++++ SOURCE MATERIAL

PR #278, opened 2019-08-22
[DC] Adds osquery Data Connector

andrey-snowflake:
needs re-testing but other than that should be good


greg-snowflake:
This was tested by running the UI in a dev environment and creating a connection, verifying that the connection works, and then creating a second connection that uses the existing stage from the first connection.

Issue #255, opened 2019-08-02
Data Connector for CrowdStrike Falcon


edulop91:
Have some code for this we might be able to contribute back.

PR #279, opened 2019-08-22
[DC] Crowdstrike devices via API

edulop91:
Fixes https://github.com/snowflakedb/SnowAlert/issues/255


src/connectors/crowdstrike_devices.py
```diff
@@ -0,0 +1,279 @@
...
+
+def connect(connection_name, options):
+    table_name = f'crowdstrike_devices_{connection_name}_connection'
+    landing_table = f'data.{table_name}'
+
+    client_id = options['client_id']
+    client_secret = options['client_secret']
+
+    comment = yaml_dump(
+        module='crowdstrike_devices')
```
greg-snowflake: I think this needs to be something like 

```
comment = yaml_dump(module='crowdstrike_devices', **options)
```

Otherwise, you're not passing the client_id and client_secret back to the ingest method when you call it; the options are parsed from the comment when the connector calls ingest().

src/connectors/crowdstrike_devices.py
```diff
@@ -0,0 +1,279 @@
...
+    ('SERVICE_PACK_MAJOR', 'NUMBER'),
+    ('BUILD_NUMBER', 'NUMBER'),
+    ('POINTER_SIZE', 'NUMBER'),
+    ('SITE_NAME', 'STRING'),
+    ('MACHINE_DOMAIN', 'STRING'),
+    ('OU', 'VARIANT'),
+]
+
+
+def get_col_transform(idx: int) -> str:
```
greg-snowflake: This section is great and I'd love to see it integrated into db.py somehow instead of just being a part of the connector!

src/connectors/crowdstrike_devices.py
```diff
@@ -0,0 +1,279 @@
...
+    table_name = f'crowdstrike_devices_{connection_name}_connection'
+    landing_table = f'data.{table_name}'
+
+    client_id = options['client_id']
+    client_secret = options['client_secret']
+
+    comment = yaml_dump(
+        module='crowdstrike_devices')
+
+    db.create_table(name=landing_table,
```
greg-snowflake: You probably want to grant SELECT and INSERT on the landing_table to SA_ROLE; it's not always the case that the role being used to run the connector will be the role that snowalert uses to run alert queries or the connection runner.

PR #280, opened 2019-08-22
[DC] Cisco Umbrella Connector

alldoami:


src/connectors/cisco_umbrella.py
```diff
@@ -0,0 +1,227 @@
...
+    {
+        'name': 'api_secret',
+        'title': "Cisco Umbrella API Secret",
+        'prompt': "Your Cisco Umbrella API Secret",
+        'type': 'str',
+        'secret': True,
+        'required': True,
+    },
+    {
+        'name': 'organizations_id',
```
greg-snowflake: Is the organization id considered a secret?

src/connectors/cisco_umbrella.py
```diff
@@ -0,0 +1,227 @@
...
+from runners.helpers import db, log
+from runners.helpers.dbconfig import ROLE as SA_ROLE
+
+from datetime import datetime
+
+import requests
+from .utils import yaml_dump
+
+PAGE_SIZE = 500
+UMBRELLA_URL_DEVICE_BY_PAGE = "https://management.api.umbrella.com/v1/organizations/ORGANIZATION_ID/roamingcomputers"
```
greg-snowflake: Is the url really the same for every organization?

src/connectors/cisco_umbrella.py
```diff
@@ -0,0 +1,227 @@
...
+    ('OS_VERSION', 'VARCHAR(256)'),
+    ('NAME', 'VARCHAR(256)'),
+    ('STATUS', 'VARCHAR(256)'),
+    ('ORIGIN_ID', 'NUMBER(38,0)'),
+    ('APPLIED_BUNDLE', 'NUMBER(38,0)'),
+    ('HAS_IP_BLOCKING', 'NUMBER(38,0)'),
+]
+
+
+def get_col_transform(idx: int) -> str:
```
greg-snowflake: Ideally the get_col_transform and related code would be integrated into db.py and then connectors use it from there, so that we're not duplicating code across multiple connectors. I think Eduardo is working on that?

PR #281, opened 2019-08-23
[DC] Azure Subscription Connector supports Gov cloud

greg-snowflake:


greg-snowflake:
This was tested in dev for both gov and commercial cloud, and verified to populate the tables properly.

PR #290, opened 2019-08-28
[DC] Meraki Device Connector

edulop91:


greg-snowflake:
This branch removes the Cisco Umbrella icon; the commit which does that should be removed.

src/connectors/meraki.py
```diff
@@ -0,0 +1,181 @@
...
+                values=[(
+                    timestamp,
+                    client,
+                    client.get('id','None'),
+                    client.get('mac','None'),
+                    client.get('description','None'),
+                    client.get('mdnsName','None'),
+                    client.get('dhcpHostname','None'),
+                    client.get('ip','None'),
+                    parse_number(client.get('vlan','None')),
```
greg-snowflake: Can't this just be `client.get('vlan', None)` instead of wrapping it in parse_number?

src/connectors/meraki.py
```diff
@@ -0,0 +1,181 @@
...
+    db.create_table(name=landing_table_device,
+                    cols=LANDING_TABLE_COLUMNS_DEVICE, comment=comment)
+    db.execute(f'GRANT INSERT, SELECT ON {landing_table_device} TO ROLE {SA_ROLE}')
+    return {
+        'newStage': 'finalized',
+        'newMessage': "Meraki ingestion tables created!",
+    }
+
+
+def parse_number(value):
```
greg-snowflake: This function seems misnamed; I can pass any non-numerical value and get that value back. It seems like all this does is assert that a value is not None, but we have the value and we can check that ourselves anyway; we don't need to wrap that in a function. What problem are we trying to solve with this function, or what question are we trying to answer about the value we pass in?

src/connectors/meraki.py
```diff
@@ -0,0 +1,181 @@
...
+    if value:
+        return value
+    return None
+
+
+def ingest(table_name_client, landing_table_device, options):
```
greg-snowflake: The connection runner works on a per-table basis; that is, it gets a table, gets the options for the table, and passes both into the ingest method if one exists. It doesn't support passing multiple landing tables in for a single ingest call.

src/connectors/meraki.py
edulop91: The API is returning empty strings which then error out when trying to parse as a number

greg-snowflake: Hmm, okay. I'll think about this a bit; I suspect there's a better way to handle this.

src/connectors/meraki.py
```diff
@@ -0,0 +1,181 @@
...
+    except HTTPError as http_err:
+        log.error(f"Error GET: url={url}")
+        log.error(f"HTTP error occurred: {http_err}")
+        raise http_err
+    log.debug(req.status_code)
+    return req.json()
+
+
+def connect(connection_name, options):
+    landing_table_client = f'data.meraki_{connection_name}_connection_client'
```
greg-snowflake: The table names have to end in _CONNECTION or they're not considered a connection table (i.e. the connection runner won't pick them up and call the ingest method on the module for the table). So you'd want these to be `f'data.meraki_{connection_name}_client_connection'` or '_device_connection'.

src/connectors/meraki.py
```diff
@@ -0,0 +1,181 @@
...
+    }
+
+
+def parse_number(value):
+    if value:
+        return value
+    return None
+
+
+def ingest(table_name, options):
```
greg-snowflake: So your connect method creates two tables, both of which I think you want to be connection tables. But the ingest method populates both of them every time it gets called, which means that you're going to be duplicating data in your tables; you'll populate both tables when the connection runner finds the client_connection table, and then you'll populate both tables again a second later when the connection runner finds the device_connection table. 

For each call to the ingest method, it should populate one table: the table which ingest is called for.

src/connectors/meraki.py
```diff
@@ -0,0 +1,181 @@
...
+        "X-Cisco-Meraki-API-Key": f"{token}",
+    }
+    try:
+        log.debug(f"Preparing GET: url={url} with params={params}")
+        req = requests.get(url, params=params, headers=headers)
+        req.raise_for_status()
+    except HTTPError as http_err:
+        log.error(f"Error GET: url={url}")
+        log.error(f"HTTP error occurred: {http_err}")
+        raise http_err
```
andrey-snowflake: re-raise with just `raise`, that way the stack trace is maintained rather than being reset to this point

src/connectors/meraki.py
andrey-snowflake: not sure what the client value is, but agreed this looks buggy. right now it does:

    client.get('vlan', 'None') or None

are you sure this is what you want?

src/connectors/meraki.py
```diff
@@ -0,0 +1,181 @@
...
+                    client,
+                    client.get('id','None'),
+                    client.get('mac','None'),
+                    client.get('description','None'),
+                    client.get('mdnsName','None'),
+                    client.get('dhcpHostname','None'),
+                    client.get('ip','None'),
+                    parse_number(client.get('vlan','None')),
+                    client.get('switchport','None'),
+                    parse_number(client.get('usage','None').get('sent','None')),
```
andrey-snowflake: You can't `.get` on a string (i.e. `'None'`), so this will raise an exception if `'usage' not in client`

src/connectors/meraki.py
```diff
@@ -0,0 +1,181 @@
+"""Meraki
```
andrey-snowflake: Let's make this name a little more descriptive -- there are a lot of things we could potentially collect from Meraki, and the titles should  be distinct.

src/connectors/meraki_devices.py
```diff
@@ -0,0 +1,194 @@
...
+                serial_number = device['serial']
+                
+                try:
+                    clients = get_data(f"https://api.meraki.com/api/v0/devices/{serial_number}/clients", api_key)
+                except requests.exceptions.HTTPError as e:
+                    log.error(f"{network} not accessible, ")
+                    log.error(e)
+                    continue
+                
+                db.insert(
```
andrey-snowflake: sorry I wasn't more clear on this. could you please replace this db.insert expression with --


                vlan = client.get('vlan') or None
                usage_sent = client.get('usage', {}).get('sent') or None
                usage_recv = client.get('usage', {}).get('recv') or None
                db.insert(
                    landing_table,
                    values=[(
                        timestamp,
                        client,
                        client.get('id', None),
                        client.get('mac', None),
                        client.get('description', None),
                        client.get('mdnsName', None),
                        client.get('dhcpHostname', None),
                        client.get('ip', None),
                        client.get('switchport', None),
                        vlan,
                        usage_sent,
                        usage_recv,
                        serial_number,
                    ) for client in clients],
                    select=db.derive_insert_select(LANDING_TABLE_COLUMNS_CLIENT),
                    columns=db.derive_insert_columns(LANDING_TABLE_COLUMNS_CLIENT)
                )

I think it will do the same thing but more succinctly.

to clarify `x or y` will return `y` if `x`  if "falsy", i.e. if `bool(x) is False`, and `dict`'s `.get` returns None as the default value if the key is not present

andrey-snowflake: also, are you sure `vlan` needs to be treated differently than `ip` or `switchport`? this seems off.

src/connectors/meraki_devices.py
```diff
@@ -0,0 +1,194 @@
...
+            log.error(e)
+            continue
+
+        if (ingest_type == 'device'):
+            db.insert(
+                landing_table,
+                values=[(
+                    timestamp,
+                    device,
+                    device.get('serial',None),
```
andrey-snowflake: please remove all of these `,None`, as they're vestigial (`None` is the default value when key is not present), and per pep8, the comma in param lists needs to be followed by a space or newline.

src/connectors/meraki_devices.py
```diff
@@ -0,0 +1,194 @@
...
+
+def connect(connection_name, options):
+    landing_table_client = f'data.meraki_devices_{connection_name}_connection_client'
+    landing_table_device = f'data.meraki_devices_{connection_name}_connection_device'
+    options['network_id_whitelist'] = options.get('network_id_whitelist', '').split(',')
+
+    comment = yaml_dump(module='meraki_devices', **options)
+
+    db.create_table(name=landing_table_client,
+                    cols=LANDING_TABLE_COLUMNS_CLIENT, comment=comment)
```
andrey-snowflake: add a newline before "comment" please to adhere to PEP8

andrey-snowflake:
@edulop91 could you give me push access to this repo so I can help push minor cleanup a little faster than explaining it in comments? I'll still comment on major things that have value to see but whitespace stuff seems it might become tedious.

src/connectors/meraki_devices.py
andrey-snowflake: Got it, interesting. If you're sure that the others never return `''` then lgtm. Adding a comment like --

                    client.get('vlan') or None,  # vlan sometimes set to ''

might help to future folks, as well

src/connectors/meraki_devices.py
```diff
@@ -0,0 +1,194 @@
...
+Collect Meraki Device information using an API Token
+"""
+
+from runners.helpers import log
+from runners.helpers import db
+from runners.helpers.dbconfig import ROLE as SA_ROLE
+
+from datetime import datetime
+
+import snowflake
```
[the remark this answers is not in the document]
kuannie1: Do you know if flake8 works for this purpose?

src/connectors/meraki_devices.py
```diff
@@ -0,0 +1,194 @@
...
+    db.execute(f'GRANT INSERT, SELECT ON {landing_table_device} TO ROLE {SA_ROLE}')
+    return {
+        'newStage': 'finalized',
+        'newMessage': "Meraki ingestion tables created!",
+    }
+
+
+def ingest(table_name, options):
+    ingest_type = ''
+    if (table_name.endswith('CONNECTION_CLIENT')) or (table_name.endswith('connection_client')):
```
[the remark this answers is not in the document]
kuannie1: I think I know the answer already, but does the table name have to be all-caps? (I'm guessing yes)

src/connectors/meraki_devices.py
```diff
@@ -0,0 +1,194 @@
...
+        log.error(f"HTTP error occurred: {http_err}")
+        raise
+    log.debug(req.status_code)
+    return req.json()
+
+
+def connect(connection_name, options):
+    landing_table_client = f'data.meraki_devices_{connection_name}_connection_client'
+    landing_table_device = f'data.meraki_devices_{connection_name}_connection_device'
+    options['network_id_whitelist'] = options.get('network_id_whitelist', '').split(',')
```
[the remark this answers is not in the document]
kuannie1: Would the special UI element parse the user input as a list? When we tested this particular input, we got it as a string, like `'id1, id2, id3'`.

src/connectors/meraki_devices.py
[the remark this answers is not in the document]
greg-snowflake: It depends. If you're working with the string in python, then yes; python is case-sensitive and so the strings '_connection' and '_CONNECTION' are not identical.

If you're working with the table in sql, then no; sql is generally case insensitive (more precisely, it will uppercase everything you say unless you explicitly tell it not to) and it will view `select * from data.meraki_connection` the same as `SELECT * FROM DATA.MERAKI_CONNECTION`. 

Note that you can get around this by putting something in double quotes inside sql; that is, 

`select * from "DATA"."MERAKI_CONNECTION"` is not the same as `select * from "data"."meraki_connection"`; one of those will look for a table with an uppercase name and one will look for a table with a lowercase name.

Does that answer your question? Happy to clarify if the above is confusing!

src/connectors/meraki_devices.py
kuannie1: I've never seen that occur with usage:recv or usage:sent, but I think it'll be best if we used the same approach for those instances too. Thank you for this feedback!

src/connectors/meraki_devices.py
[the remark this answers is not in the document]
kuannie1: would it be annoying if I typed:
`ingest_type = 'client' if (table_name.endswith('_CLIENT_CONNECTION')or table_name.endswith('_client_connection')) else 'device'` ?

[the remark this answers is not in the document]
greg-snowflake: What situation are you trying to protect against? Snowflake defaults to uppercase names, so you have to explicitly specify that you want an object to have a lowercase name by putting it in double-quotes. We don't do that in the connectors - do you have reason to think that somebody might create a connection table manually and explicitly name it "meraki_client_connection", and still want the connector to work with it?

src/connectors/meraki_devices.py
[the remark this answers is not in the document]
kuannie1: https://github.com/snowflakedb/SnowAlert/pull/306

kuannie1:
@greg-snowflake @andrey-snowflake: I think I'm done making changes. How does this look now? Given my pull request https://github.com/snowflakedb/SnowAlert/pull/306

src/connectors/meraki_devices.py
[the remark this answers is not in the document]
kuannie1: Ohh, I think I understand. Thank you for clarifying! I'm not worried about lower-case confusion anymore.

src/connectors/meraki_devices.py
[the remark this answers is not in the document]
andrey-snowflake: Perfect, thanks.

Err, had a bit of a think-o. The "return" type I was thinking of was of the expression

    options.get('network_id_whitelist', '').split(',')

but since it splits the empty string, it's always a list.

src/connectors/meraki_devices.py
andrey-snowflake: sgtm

++++++++

> _BRIEF_: Print, exactly as they appear above, the lines running from the one with "andrey-snowflake: Perfect, thanks." through the final line.

> _ANSWER SECTION_:
andrey-snowflake: Perfect, thanks.

Err, had a bit of a think-o. The "return" type I was thinking of was of the expression

    options.get('network_id_whitelist', '').split(',')

but since it splits the empty string, it's always a list.

src/connectors/meraki_devices.py
andrey-snowflake: sgtm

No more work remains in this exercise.